Furthermore, we carried out a student’s t-test to check the significance of the statistical difference between the SLIC- and LSC-based segmentation results for large and small polyps. In particular, a paired t-test comparison was performed in MS Excel. A p-value was computed for each of the Dice similarity coefficient (DSC) and the IoU values computed for 40 images of large and small polyps. The obtained p-values are summarized in Table 6. A significance level of p = 0.05 was used to assess the statistical significance of the difference between the SLIC- and LSC-based segmentation. Considering the obtained p-values for the Dice coefficient and IoU (see Table 6), the results show that there is no significant difference between the SLIC- and LSC-based methods in the segmentation of large polyps. However, for the segmentation of small polyps, the p-values show that there is a significant difference between the SLIC- and LSC-based segmentation methods. As a result, the SLIC-based method is moderately better than that of the LSC-based ones in segmenting small polyps.

Table 6 The p-values of the DSC and IoU obtained from pairwise Student’s t-tests for the difference between SLIC and LSC segmentation of 40 images of large and small polyps

4 Conclusion

In this study, we developed a superpixel-based computer-aided diagnosis system to enhance endoscopic image analysis, enabling more precise differentiation between diseased and healthy patterns in patients.

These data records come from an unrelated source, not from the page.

PR #51, opened 2026-04-24
feat(block-explorers): add `no_proxy` to `ClientBuilder`

coderHarrii:
## Summary

Mirrors [`reqwest::ClientBuilder::no_proxy`] on `foundry_block_explorers::ClientBuilder`, letting callers disable system proxy detection without having to construct their own `reqwest::Client`.

## Motivation

In sandboxed environments (e.g., Cursor IDE, macOS App Sandbox, restricted shells) `reqwest`'s system proxy lookup via `SCDynamicStore` can crash with:

```
The application panicked (crashed).
Message:  Attempted to create a NULL object.
Location: .../system-configuration-0.6.1/src/dynamic_store.rs:154
```

[foundry-rs/foundry#13155](https://github.com/foundry-rs/foundry/pull/13155) already added a `--no-proxy` flag for the RPC transport. [foundry-rs/foundry#14454](https://github.com/foundry-rs/foundry/pull/14454) does the same for the Etherscan path, but currently has to construct a `reqwest::Client` manually and pipe it in via `with_client(..)`, which forces `foundry-config` to pull in `reqwest` directly.

This PR moves the primitive to the right layer so the foundry-side fix can become a single `.no_proxy()` call.

## Changes

- Add `no_proxy: bool` field to `ClientBuilder`.
- Add `ClientBuilder::no_proxy()` method mirroring `reqwest::ClientBuilder::no_proxy`.
- When a custom client is supplied via `with_client`, `no_proxy` is ignored (user-provided client wins).
- Unit test for `.no_proxy().build()`.

## Follow-up

foundry-rs/foundry#14454 will be updated to call `.no_proxy()` and drop its direct `reqwest` dependency once this ships.

### DIFF
--- a/crates/explorers/block-explorers/src/lib.rs
+++ b/crates/explorers/block-explorers/src/lib.rs
@@ -592,8 +592,7 @@ mod tests {
 
     #[test]
     fn builder_no_proxy_builds() {
-        let client =
-            Client::builder().chain(Chain::mainnet()).unwrap().no_proxy().build().unwrap();
+        let client = Client::builder().chain(Chain::mainnet()).unwrap().no_proxy().build().unwrap();
         assert_eq!(client.etherscan_url.as_str(), "https://etherscan.io/");
     }
 
--- a/crates/explorers/block-explorers/src/lib.rs
+++ b/crates/explorers/block-explorers/src/lib.rs
@@ -256,6 +256,8 @@ pub struct ClientBuilder {
     etherscan_url: Option<Url>,
     /// Path to where ABI files should be cached
     cache: Option<Cache>,
+    /// Whether to disable system proxy detection in the default HTTP client
+    no_proxy: bool,
 }
 
 // === impl ClientBuilder ===
@@ -300,6 +302,19 @@ impl ClientBuilder {
         self
     }
 
+    /// Disables automatic system proxy detection in the default HTTP client.
+    ///
+    /// Mirrors [`reqwest::ClientBuilder::no_proxy`]. Useful in sandboxed
+    /// environments where `reqwest`'s system proxy lookup can panic (for
+    /// example on macOS when `SCDynamicStore` returns NULL).
+    ///
+    /// Has no effect when a custom client is supplied via
+    /// [`with_client`](Self::with_client).
+    pub fn no_proxy(mut self) -> Self {
+        self.no_proxy = true;
+        self
+    }
+
     /// Configures the Etherscan api url
     ///
     /// # Errors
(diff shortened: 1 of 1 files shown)


mablr (commented):
makes sense, ty!

please run `cargo +nightly fmt`

crates/explorers/block-explorers/src/lib.rs
```diff
@@ -330,10 +345,17 @@ impl ClientBuilder {
     ///   - `etherscan_api_url`
     ///   - `etherscan_url`
     pub fn build(self) -> Result<Client> {
-        let ClientBuilder { client, api_key, etherscan_api_url, etherscan_url, cache } = self;
+        let ClientBuilder { client, api_key, etherscan_api_url, etherscan_url, cache, no_proxy } =
+            self;
+
+        let client = match client {
+            Some(c) => c,
+            None if no_proxy => reqwest::Client::builder().no_proxy().build()?,
```
mattsse, line 354: I think this makes sense

mattsse (approved):
pending @mablr

stevencartavia (approved):

DaniPopes (commented):
~~how about a method that takes reqwest clientbuilder directly?~~
we have .with_client - can't this be used?

mablr:
> we have .with_client - can't this be used?

@DaniPopes Indeed, this was submitted here: https://github.com/foundry-rs/foundry/pull/14454

However, it introduces a new `reqwest` dependency on the consumer (foundry) that needs to be synchronized with the version of `foundry-core`. This often becomes messy, which is why I initially proposed the idea to mirror the `reqwest::ClientBuilder` API as we wrap it. In my opinion, this doesn’t hurt.
https://github.com/foundry-rs/foundry/pull/14454#pullrequestreview-4172798634

crates/explorers/block-explorers/src/lib.rs
mablr: Setting `Some(client)` shadows `no_proxy` value, sgtm.

@coderHarrii, I believe it would be beneficial to add a comment about that on the struct field `no_proxy`.

DaniPopes:
there should only be one version anyway, we import reqwest everywhere anyway

crates/explorers/block-explorers/src/lib.rs
coderHarrii: > Setting `Some(client)` shadows `no_proxy` value, sgtm.
> 
> @coderHarrii, I believe it would be beneficial to add a comment about that on the struct field `no_proxy`.

make sense, added!

coderHarrii: > make sense, added!

@mablr

mablr (approved):
g2g if @DaniPopes has no objection

mattsse (approved):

Our comprehensive analysis revealed that superpixel-based classification, particularly using Linear Spectral Clustering (LSC) and Simple Linear Iterative Clustering (SLIC), is superior to traditional pixel-based methods. LSC demonstrated excellent boundary adherence and preserved image structure, while SLIC showed greater efficacy in classifying upper GI tract images, and LSC was more effective for the middle and lower GI sections, albeit with higher computational demands. The study emphasized the importance of selecting the appropriate superpixel method based on specific requirements and optimizing parameters for each classification scenario. Furthermore, we assessed segmentation quality using Dice coefficient and Intersection over Union (IoU) metrics, finding that SLIC was more effective in small polyp segmentation, while LSC matched its performance in segmenting larger polyps, illustrating the nuanced strengths and weaknesses of each method in different applications.

In the future, combined superpixel and deep learning methods for the classification of gastrointestinal (GI) diseases and landmarks can be devised. This could enable the model to capture a broader and more nuanced range of characteristics associated with GI conditions, potentially improving the diagnostic capabilities of the computer-aided diagnosis (CAD) system. The synergy between the precise segmentation provided by superpixel methods and the pattern recognition capabilities of deep learning could thus lead to a more robust and effective system for GI disease classification. Moreover, the CAD system in this study could be improved by performing a more detailed analysis of the number of superpixels, fine-tuning superpixel parameters that could affect segmentation output, and combining various types of features.